* EXTRACTED DATA

Issue #10698, opened 2023-10-12
Type error variants in `ShellError` need harmonization.


sholderbach:
Our `ShellError` contains many similar variants that generally serve the purpose to indicate that the provided type is not satisfying the requirements in a particular context. We inconsistently use some of those variants for the very same purpose which makes the quality of the error experience inconsistent. Furthermore folks have tried to make the error display better for some individual cases but assumptions how the data stored in the particular `ShellError` variant get's turned into a `miette::Diagnostic` might not hold if format strings are tweaked here and there or additional information is added in some cases. We thus have a lot of nonsensical errors lurking around.

With this issue I want to first focus on `ShellError`, but there are also typecheck like operations currently happening at parse-time. Thus `ParseError` has similar variants.
We should reconcile them in a follow up step.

* YOUR OBJECTIVE
What lines in the data include the string "similar"? Copy each one.

* ANSWER BOX
Our `ShellError` contains many similar variants that generally serve the purpose to indicate that the provided type is not satisfying the requirements in a particular context. We inconsistently use some of those variants for the very same purpose which makes the quality of the error experience inconsistent. Furthermore folks have tried to make the error display better for some individual cases but assumptions how the data stored in the particular `ShellError` variant get's turned into a `miette::Diagnostic` might not hold if format strings are tweaked here and there or additional information is added in some cases. We thus have a lot of nonsensical errors lurking around.
With this issue I want to first focus on `ShellError`, but there are also typecheck like operations currently happening at parse-time. Thus `ParseError` has similar variants.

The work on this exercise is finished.